Just upstream of motor neurons in the vestibulo-ocular circuit are interneurons that sculpt incoming sensory information and integrate what the eyes see with balance organs.

Another of Dr. Schoppik’s grants seeks to better understand how the function of such cells is disrupted as balance circuits develop, with the goal of helping the five percent of children in the U.S. wrestling with some form of balance problem. 

“Understanding the basic principles of how vestibular circuits emerge is a prerequisite to solving not only balance problems, but also brain disorders of development,” says first study author Paige Leary, PhD. She was a graduate student in Dr. Schoppik’s lab who led the study but has since left the institution.

Along with Drs.
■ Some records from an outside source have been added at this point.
PR #837, opened 2024-09-23
Update requires_modules type annotations to work with mypy.

bsowell:
Decorators require some fancy generic annotations to play nicely with mypy and type checking. This commit adds the annotations and verifies that the types are detected correctly.


lib/sycamore/pyproject.toml
```diff
@@ -80,6 +80,7 @@ transformers = { version = "^4.43.1", optional = true }
 # Legacy partitioner dependencies
 unstructured = { version = "0.10.20", optional = true }
 python-pptx = {version = "^0.6.22", optional = true }
+typing-extensions = "^4.12.2"
```
HenryL27, line 83: not sure we care overly much about pyproject.toml organization but this is in legacy partitioner dependencies segment

HenryL27 (approved):
cool!

lib/sycamore/pyproject.toml
bsowell: Good call. Will move.

PR #839, opened 2024-09-24
Lazily Set Table Text Representation

karanataryn:
To help fix memory issues.


lib/sycamore/sycamore/data/element.py
```diff
@@ -159,8 +159,7 @@ def __init__(
         self.data["properties"]["rows"] = rows
         self.data["table"] = table
         self.data["tokens"] = tokens
-        if self.data["table"]:
-            self.data["text_representation"] = self.data["table"].to_csv()
+        self.data["text_representation"] = None
```
alexaryn: Leaving this unset is fine, too, and matches the previous code if table is not provided.  If we use self.data.get("text_representation") everywhere, there's no difference.  Personally, I like to err on the side of less code, but there's also an argument for "full initialization".

lib/sycamore/sycamore/data/element.py
```diff
@@ -191,10 +190,7 @@ def table(self) -> Optional[Table]:
     @table.setter
     def table(self, value: Optional[Table]) -> None:
         self.data["table"] = value
-        if value is not None:
-            self.data["text_representation"] = self.data["table"].to_csv()
-        else:
-            self.data["text_representation"] = None
+        self.data["text_representation"] = None
```
alexaryn, line 192: Maybe a comment "invalidate cache"?

Could also `del self.data["text_representation"]` which may more clearly express the intent.

lib/sycamore/sycamore/data/element.py
```diff
@@ -204,6 +200,16 @@ def tokens(self) -> Optional[list[dict[str, Any]]]:
     def tokens(self, tokens: list[dict[str, Any]]) -> None:
         self.data["tokens"] = tokens
 
+    @property
+    def text_representation(self) -> Optional[str]:
+        if not self.data["text_representation"] and self.data["table"]:
+            self.data["text_representation"] = self.data["table"].to_csv()
+        return self.data["text_representation"]
```
alexaryn, line 209: I'd prefer to see the code more like the following.  I think the logic is clearer and there are fewer hash lookups.  It handles missing keys better.  Also, the walrus operator.
```
tr = self.data.get("text_representation")
if not isinstance(tr, str):
    if (tbl := self.data.get("table")):
        tr = tbl.to_csv()
	self.data["text_representation"] = tr
return tr
```

lib/sycamore/sycamore/data/element.py
```diff
@@ -204,6 +200,16 @@ def tokens(self) -> Optional[list[dict[str, Any]]]:
...
+
+    @text_representation.setter
+    def text_representation(self, text_representation: str) -> None:
+        self.data["text_representation"] = text_representation
```
alexaryn, line 213: Can we just inherit this from Element?

alexaryn (approved):
Code as written will work, but I think it can be improved a bit.

lib/sycamore/sycamore/data/element.py
karanataryn: Have removed it to match previous behavior

lib/sycamore/sycamore/data/element.py
karanataryn: We'll need to redefine a setter since we're overriding the getter method.

lib/sycamore/sycamore/data/element.py
karanataryn: Sure, I've included a version of this.

lib/sycamore/sycamore/data/element.py
karanataryn: I'd like to keep the assignment to avoid missing keys, added the comment.

lib/sycamore/sycamore/data/element.py
karanataryn: We'll need to override both to keep the property as read-write instead of read-only

PR #840, opened 2024-09-24
Add a simple logical query plan compare function

baitsguy:
Helps you get some sense of how 2 query plans compare, will let you do regression testings, planner comparisons. We'll probably iterate on the actual comparisons we do as we use this

Note: This doesn't validate functional equality. For e.g. 2 filter operations reversed in order might mean the same thing but this function will detect a difference.


lib/sycamore/sycamore/query/compare.py
```diff
@@ -0,0 +1,66 @@
+from typing import Any, Set
```
mdwelsh, line 1: Why not just have this in logical_plan.py? Seems like we don't need a separate source file for this.

lib/sycamore/sycamore/query/compare.py
```diff
@@ -0,0 +1,66 @@
...
+
+from sycamore.query.logical_plan import LogicalPlan, Node
+
+
+def compare_graphs(node_a: Node, node_b: Node, visited_a: Set[int], visited_b: Set[int]) -> dict[str, Any]:
```
mdwelsh, line 6: Could we just use https://dictdiffer.readthedocs.io/en/latest/ ?

lib/sycamore/sycamore/query/compare.py
```diff
@@ -0,0 +1,66 @@
...
+
+
+    @param node_a: graph node a
+    @param node_b: graph node b
+    @param visited_a: helper to track traversal in graph a
+    @param visited_b: helper to track traversal in graph b
+    @return: Dict with comparison metrics in the format diff_type_name: [(node_a, node_b)...]
+    """
+    diff_result: dict[str, Any] = {
+        "node_type_diff_result": [],
```
mdwelsh, line 21: I don't love this pattern, maybe this should be a dataclass or a tuple.

lib/sycamore/sycamore/query/operators/llm_extract_entity.py
```diff
@@ -24,3 +24,5 @@ class LlmExtractEntity(LogicalOperator):
     discrete: bool = False
     """True if the new field has a known finite number of possible values (e.g. number, letter,
     continent, color). False otherwise (e.g., for any free text outputs)."""
+
+    _keys_to_exclude_for_comparison = {"question", "new_field"}
```
mdwelsh, line 28: Could you instead use a field decorator? Seems cleaner.

lib/sycamore/sycamore/query/planner.py
```diff
@@ -76,6 +76,59 @@
 )
 
 
+def process_json_plan(
```
mdwelsh, line 79: What's the advantage of lifting this out of the Planner class?

lib/sycamore/sycamore/tests/unit/query/test_compare.py
```diff
@@ -0,0 +1,112 @@
...
+    result_node, nodes = process_json_plan(plan)
+    plan = LogicalPlan(result_node=result_node, nodes=nodes, query="", llm_prompt="", llm_plan="")
+    return plan
+
+
+def test_compare_plans(llm_filter_plan, vector_search_filter_plan):
+    diff = compare_logical_plans_from_query_source(
+        get_logical_plan(llm_filter_plan), get_logical_plan(vector_search_filter_plan)
+    )
+    assert len(diff["node_type_diff_result"]) > 0
```
mdwelsh, line 83: I wish these tests were more precise; it would be easy for your code to be somewhat broken and these tests still pass.

lib/sycamore/sycamore/query/compare.py
baitsguy: Was trying to keep it separate since its an eval framework but I can move it

lib/sycamore/sycamore/query/compare.py
baitsguy: reading the link the PR seems to give a little more control on what we're comparing. I also prefer being able to access the class.compare() function

lib/sycamore/sycamore/query/compare.py
baitsguy: Ack

lib/sycamore/sycamore/query/operators/llm_extract_entity.py
baitsguy: Let me give it a shot

lib/sycamore/sycamore/query/planner.py
baitsguy: I'm using it as a util in the tests. Easier to create a plan and just have this convert it into the class

lib/sycamore/sycamore/tests/unit/query/test_compare.py
baitsguy: Do you mean in terms of asserting the specific diffs? I can do that

lib/sycamore/sycamore/query/operators/llm_extract_entity.py
baitsguy: updated, not super clean but less likely to mess up at least

mdwelsh (approved):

Schoppik and Leary, study authors from the departments of Otolaryngology—Head & Neck Surgery, Neuroscience & Physiology, and the Neuroscience Institute, at NYU Langone Health included Celine Bellegarda, Cheryl Quainoo, Dena Goldblatt, and Basak Rosti.

Funding: The work was supported by the National Institutes of Health through National Institute on Deafness and Communication Disorders grants R01DC017489 and F31DC020910, and by National Institute for Neurological Disorders and Stroke grant F99NS129179. The National Science Foundation also supported the study through graduate research fellowship DGE2041775.
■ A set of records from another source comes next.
PR #842, opened 2024-09-25
Improve luna property handling

eric-anderson:
* Include all properties instead of the ones just under properties.entity Keys are named with the full path, so it's easy to tell which properties are entity properties.

* Handle properties with varying types, for int/float it takes the most general type. For other cases it takes the first and logs a message since there are likely to be problems.

### DIFF
--- a/lib/sycamore/sycamore/query/schema.py
+++ b/lib/sycamore/sycamore/query/schema.py
@@ -40,7 +40,6 @@ class OpenSearchSchemaFetcher:
         query["index"] = self._index
         query["query"] = {"query": {"match_all": {}}, "size": self.NUM_EXAMPLES}
         random_sample = self._query_executor.query(query)["result"]["hits"]["hits"]
-        # logger.debug(f"Random sample came back with {random_sample}")
         result: OpenSearchSchema = {}
         result["text_representation"] = ("<class 'str'>", {"Can be assumed to have all other details"})
 
--- a/lib/sycamore/sycamore/query/schema.py
+++ b/lib/sycamore/sycamore/query/schema.py
@@ -1,14 +1,18 @@
+import logging
 import typing
 from typing import Dict, Set, Tuple
 
 from sycamore.transforms.query import OpenSearchQueryExecutor
 from sycamore.data import OpenSearchQuery
+from sycamore.utils.nested import dotted_lookup
 
 if typing.TYPE_CHECKING:
     from opensearchpy.client.indices import IndicesClient
 
 OpenSearchSchema = Dict[str, Tuple[str, Set[str]]]
 """Represents a mapping from field name to field type and a set of example values."""
+
+logger = logging.getLogger(__name__)
 
 
 class OpenSearchSchemaFetcher:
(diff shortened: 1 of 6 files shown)


lib/sycamore/sycamore/query/schema.py
```diff
@@ -31,32 +35,55 @@ def get_schema(self) -> OpenSearchSchema:
         schema = self._client.get_field_mapping(fields=["*"], index=self._index)
         query = OpenSearchQuery()
 
+        logger.debug(f"Getting schema for index {self._index}")
         # Fetch example values.
         query["index"] = self._index
         query["query"] = {"query": {"match_all": {}}, "size": self.NUM_EXAMPLES}
         random_sample = self._query_executor.query(query)["result"]["hits"]["hits"]
+        # logger.debug(f"Random sample came back with {random_sample}")
```
baitsguy, line 43: delete?

lib/sycamore/sycamore/utils/nested.py
```diff
@@ -0,0 +1,18 @@
...
+            return None
+        if keys[0] not in d:
+            return None
+        d = d[keys[0]]
+        keys = keys[1:]
+
+    return d
+
+
+def dotted_lookup(d: Any, keys: str) -> Any:
```
baitsguy, line 17: can you consolidate with https://github.com/aryn-ai/sycamore/blob/23747b1854523d38c785950f4ac9ec78307eec4b/lib/sycamore/sycamore/data/document.py#L217 ? 2 methods doing similar stuff

lib/sycamore/sycamore/tests/unit/query/test_schema.py
```diff
@@ -73,6 +96,16 @@ def test_opensearch_schema():
         }
     }
 
+    # Verify we can handle schems where int and float are both used
```
mdwelsh, line 99:
```suggestion
    # Verify we can handle schemas where int and float are both used
```

lib/sycamore/sycamore/utils/nested.py
```diff
@@ -0,0 +1,18 @@
+from typing import Any
```
mdwelsh, line 1: Seems odd that this would need to be its own file.

mdwelsh (approved):

lib/sycamore/sycamore/query/schema.py
eric-anderson: Done.

lib/sycamore/sycamore/utils/nested.py
eric-anderson: Done. I thought I had a todo to do that. Turned out to be not too hard.

lib/sycamore/sycamore/tests/unit/query/test_schema.py
eric-anderson: Done.

lib/sycamore/sycamore/utils/nested.py
eric-anderson: I agree, but utils seems like the right place and none of the files in there looked like a good choice.

PR #843, opened 2024-09-25
Allow few-shot examples for query planner to be read from a file.

mdwelsh:
This PR moves us towards a configuration-file based approach to customizing Luna behavior for individual customers. Instead of the few-shot planner examples being hardcoded in Python, they can be specified as a YAML file that can be loaded by the app and passed to the Luna planner.

Currently this file is only read by the `query-ui` app, but if we like this approach, I can do a follow up to incorporate this functionality into the `LlmPlanner` class directly.

To make this simpler, I also switched up some of the data types being used for planner examples and OpenSearch schema to be Pydantic models so we could get automatic JSON and YAML support. This reduces the amount of ad hoc serialization/deserialization code we need to write.

The idea here is that for a given customer deployment, we would write a (new) `lunaconfig.yml` file containing the schema and few-shot example query plans, and when running the Luna UI we would point it at this file.


apps/query-ui/queryui/util.py
```diff
@@ -85,86 +143,136 @@ def docset_to_string(docset: DocSet) -> str:
...
+            # Keep only the columns we care about.
+            # Limit size of each to avoid blowing out memory.
+            def format_value(value):
+                MAX_CHARS = 1024
+                if isinstance(value, str):
+                    if len(value) > MAX_CHARS:
+                        return value[:MAX_CHARS] + "..."
+                    else:
+                        return value
+                if isinstance(value, dict):
```
eric-anderson, line 210: I would think you would want return format_value(str(value)). If you end up with a big class in the value it seems like you would want to truncate it.
I'd probably then just rewrite to:
```
  if not isinstance(value, str):
       value = str(value)
  MAX_CHARS = 1024 
  if len(value) > MAX_CHARS:
       return value[:MAX_CHARS] + "..."
  else:
       return value
```

apps/query-ui/queryui/util.py
```diff
@@ -85,86 +143,136 @@ def docset_to_string(docset: DocSet) -> str:
...
+                    return format_value(str(value))
+                if isinstance(value, list):
+                    return format_value(str(value))
+                return value
+
+            row = {k: format_value(doc.get(k)) for k in doc.keys() if k in self.COLUMNS or k.startswith("properties.")}
+            return row
+
+    def readdata(self):
```
eric-anderson, line 219: readdir or readtraces?

apps/query-ui/queryui/util.py
```diff
@@ -85,86 +143,136 @@ def docset_to_string(docset: DocSet) -> str:
...
+        directory = os.path.join(self.trace_dir, self.node_id)
```
eric-anderson, line 220: I like using the pathlib library for stuff like this:
```
directory = Path(self.trace_dir) / self.node_id
docs = [d for d in [self.readfile(f) for f in directory.glob("*") if f.is_file()] if d is not None]
```
does the same as the entire for filename loop

apps/query-ui/queryui/util.py
```diff
@@ -85,86 +143,136 @@ def docset_to_string(docset: DocSet) -> str:
...
+        "text_representation",
+        "doc_id",
+        "parent_id",
+    ]
+
+    def __init__(self, trace_dir: str, node_id: str):
+        self.trace_dir = trace_dir
+        self.node_id = node_id
+        self.df = None
+        self.readdata()
```
eric-anderson, line 176: I like calling internal methods with an _ to make it clear they aren't part of the public API. Here I think thats _readdata() and _readfile().

mdwelsh:
I'm closing this PR in favor of #852 which provides similar customization by modifying a Python file instead, which I like better.

PR #844, opened 2024-09-25
Another try at fixing path prompting

eric-anderson:
The example was just wrong (matching *.pdf) will never work unless there is a file with the name "/path/to/data/*.pdf". In my testing it caused openai to try matching properties.path.keyword = "*22*" when asked about item 22.

Be more explicit in the prompt about using keyword for exact matches and including full paths.

### DIFF
--- a/lib/sycamore/sycamore/query/operators/query_database.py
+++ b/lib/sycamore/sycamore/query/operators/query_database.py
@@ -33,7 +33,7 @@ class QueryDatabase(LogicalOperator):
                     },
                     {
                         "match": {
-                            "properties.path.keyword": "/path/to/data/*.pdf",
+                            "properties.path": "/path/to/data/*.pdf",
                             "properties.entity.location": "Georgia"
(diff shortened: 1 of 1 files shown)


lib/sycamore/sycamore/query/operators/query_database.py
```diff
@@ -33,7 +33,7 @@ class QueryDatabase(LogicalOperator):
                     },
                     {
                         "match": {
-                            "properties.path.keyword": "/path/to/data/*.pdf",
+                            "properties.path": "/path/to/data/*.pdf",
```
mdwelsh, line 36: I'm confused by this. We want is to use the `.keyword` version of the field so the wildcard match will work. I realize more few-shots may be needed to get this dialed in but I don't think you want to take `.keyword` out here.

eric-anderson:

eric-anderson:
obsolete

PR #849, opened 2024-09-26
Ignore bad tables

MarkLindblad:


lib/sycamore/sycamore/transforms/table_structure/table_transformers.py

About this visual development and neuroscience research news

Author: Gregory Williams
Source: NYU Langone
Contact: Gregory Williams – NYU Langone
Image: The image is credited to NYU Grossman School of Medicine

Original Research: Closed access.
Sensation is Dispensable for the Maturation of the Vestibulo-ocular Reflex” by David Schoppik et al. Science


Abstract

Sensation is Dispensable for the Maturation of the Vestibulo-ocular Reflex

Vertebrates stabilize gaze using a neural circuit that transforms sensed instability into compensatory counterrotation of the eyes.

Sensory feedback tunes this vestibulo-ocular reflex throughout life.

We studied the functional development of vestibulo-ocular reflex circuit components in the larval zebrafish, with and without sensation.

Blind fish stabilize gaze normally, and neural responses to body tilts mature before behavior.

In contrast, synapses between motor neurons and the eye muscles mature with a time course similar to behavioral maturation.

Larvae without vestibular sensory experience, but with mature neuromuscular junctions, had a strong vestibulo-ocular reflex.

Development of the neuromuscular junction, and not sensory experience, therefore determines the rate of maturation of an ancient behavior.